Statistical Learning with Sparsity

This series of three talks takes us on a journey that starts with the introduction of the lasso in 1996 by Rob Tibshirani, and brings us to date on some of the vast array of applications that have emerged. In 2015 I published a research monograph by the same name with Rob Tibshirani and Martin Wainwright (Statistical Learning with Sparsity; the Lasso and Generalizations, Hastie, Tibshirani, Wainwright, Chapman and Hall, 2015). These talks will focus on some of the topics from this book.

The community of people that have worked on sparsity and high-dimensional statistical inference is by now very large (the lasso paper alone has over 28K citations!) My work with my colleagues and students has concentrated on applied methodology, and in particular algorithms and software for employing these powerful tools. All the applications I present are accompanied by software (mostly in R) that my students and I actively support and improve.

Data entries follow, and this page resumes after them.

PR #869, opened 2020-12-27
New field name checks are more specific

Arthur-Milchior:
There are two small bugs.
If you rename "Back" to " Front", it's accepted. Stripping should occur sooner.

If you create a field "#Test", it's accepted, but this field can't be displayed (I mean, it probably can using filters, but that's not really ideal), so I would suggest rejecting it

### DIFF
--- a/ftl/core/fields.ftl
+++ b/ftl/core/fields.ftl
@@ -13,3 +13,4 @@ fields-size = Size:
 fields-sort-by-this-field-in-the = Sort by this field in the browser
 fields-that-field-name-is-already-used = That field name is already used.
 fields-name-first-letter-not-valid = The field name should not start with #, ^ or /.
+fields-name-invalid-letter = The field name should not contain :, ", { or }.
--- a/ftl/core/fields.ftl
+++ b/ftl/core/fields.ftl
@@ -12,3 +12,4 @@ fields-reverse-text-direction-rtl = Reverse text direction (RTL)
 fields-size = Size:
 fields-sort-by-this-field-in-the = Sort by this field in the browser
 fields-that-field-name-is-already-used = That field name is already used.
+fields-name-first-letter-not-valid = The field name should not start with #, ^ or /.
--- a/qt/aqt/fields.py
+++ b/qt/aqt/fields.py
@@ -85,6 +85,9 @@ class FieldDialog(QDialog):
         txt = getOnlyText(prompt, default=old).replace('"', "").strip()
         if not txt:
             return
+        if txt[0] in "#^/":
+            showWarning(tr(TR.FIELDS_NAME_FIRST_LETTER_NOT_VALID))
+            return
         for f in self.model["flds"]:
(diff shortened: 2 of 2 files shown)


ftl/core/fields.ftl
```diff
@@ -12,3 +12,5 @@ fields-reverse-text-direction-rtl = Reverse text direction (RTL)
 fields-size = Size:
 fields-sort-by-this-field-in-the = Sort by this field in the browser
 fields-that-field-name-is-already-used = That field name is already used.
+field-name-first-letter-not-valid = The field name should not start with #, ^ nor /.
+field-name-invalid-letter = The field name should not contain :, { nor }.
```
dae, line 16: Note for next time - the prefix should match the filename, even if it's not grammatical - eg fields-first-letter-not-valid

dae (changes requested):
Hi Arthur,

These checks are best placed in the Rust code, so we don't need to reimplement them on each platform. fix_name() in fields.rs already exists, and could be extended to cover any cases that are not currently covered.

In principal warning the user is the best course of action, but the checking code runs not only on user input, but also on upgrade - we need to deal with bad data coming from previous Anki versions. We can't throw an error in that case, as it will prevent people from upgrading, so fix_name() opts for just silently removing the characters instead.

Arthur-Milchior:
I just taught me rust to understand the back-end, so I feel like I can do the change in the codebase.

I fear that applying the method which rename field to a field beginning with "{", "#", "/" or "^", ending with "}" or containing "}}" (and potentially ":", "{" and "}") will lead to erroneous template. More specifically, it will lead to them being eroneous in a potentially different way than the previous way the user knew. 
The advantage of doing the string transformation during the renaming/adding field is that it will ensure that the user know the template may have changed and will be less surprised.

I understand this should be a rare case anyway, so probably an acceptable risk, and I'm fine doing the same PR in rust if you want. Just wanted to be sure we considered this before I do it

dae:
:{} are already stripped, and I'm ok with removing a ^#/ prefix - any existing fields with that prefix will likely not have worked anyway.

Warning the user is the more user friendly option, but ensuring bad data doesn't get in is the priority, and that gets us most of the way there :-)

Arthur-Milchior:
Rust is changed in https://github.com/ankitects/anki/pull/870 

I just tested, no add-on, last version, renaming to "Ba{ck" lead to 
2020-12-28-031948_413x353_scrot

Indeed, it was stripped later, which I didn't test. That is confusing in my opinion and indeed would require warning, or at least showing in the list of field the final name that will be used. Are you willing to consider this PR ? Appart from changing the name of the string, is there any other change I must do to it?

dae:
I don't have any objections to adding a check in the GUI now that it's already covered in the backend. When you change the TR key, please change 'nor' to 'or' - 'nor' looks odd without 'neither' in front of it and with more than two choices

dae:
Cheers

PR #870, opened 2020-12-28
Trim the start of field name if it is #, /, ^ or a whitespace

Arthur-Milchior:
I tested and the initial # of "#back" was correctly removed.

I actually need to trim whitespace again to deal with a field name of the form "# foo"

This is a second try at https://github.com/ankitects/anki/pull/869
I leave the other PR open because I believe warnings are important too, even if the PR needs to be corrected

### DIFF
--- a/rslib/src/notetype/fields.rs
+++ b/rslib/src/notetype/fields.rs
@@ -42,7 +42,8 @@ impl NoteField {
             self.name = self.name.replace(bad_chars, "");
         }
         // and leading/trailing whitespace
-        let trimmed = self.name.trim();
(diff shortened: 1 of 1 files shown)


dae:
Looks good, thanks Arthur.

dae:
For reference, here is how you'd add a simple unit test:

https://github.com/ankitects/anki/commit/1d15a207bb1e8168daf51904a25da6f07bae9c90
https://github.com/ankitects/anki/commit/14c0066a534ebdd72ed68b2723bfece58f383e64

PR #872, opened 2020-12-28
Fix deck check and thus blue sync arrow bug

RumovZ:
[Your pointer](https://forums.ankiweb.net/t/why-is-my-sync-button-blue/2078/34?u=rumo) was spot on. A string was compared to an integer in `col.decks.select`.

Side note: During troubleshooting I noticed that `did:...` doesn't included cards of child decks (compared to `deck:...`). Is that intentional?

### DIFF
--- a/pylib/anki/decks.py
+++ b/pylib/anki/decks.py
@@ -430,7 +430,7 @@ class DeckManager:
 
     def selected(self) -> int:
         "The currently selected did."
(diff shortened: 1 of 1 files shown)


dae:
Thanks Rumo. In the long run we need to fix the other clients that are setting this to a string instead of an int.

There are three Wald lectures, and they focus on different applications.

Wald Lecture I:

I motivate the need for sparsity with wide data, and then chronicle the invention of lasso and the quest for good software. After some early starts, my colleagues and I have settled on an algorithm known as coordinate descent, which is surprisingly efficient for fitting a sequence or path of sparse models. Along with our so-called strong rules for hedging the active set, our glmnet package in R (also python and matlab) has remained popular. Several examples will be given, culminating with a special adaptation of glmnet called snpnet for fitting lasso models for polygenic traits using GWAS (truly massive data). I end with a survey of some active areas of research not covered in the remaining two talks.

Wald Lecture II:

With real applications, we often encounter missing data, typically regarded as a nuisance. Depending on the application, we have different ways of sweeping the problem under the rug, some more natural than others. With principal components and the SVD, there is a natural way of accommodating NAs, which appears to have been in the statistical folklore for a long time. Matrix completion re-emerged during the Netflix competition as a way to compute a low-rank SVD in the presence of a large amount of missing data, and for imputing missing values. I discuss some aspects of this problem, and describe several algorithms for finding a path of solutions. Here sparsity comes in two forms: sparsity in the entries in the observed matrix, and sparsity in the singular values of the solutions. I illustrate with applications in a variety of areas, including recommender systems and the modeling of sparse longitudinal multivariate data.

Wald Lecture III:

As the sparsity literature has progressed over the years, some ingenious extensions have been proposed. One of these is the group lasso (Yuan and Lin, 2007 JRSS B), which selects for groups of variables. I briefly outline three projects that have employed these ideas; two concerning generalized additive model selection, and one for selecting interactions in a linear model. Then, in a different direction, the graphical lasso builds sparse inverse covariance matrices to capture the conditional independencies in multivariate Gaussian data. I discuss this approach and extensions, and then illustrate its use for anomaly detection and imputation with high-dimensional data.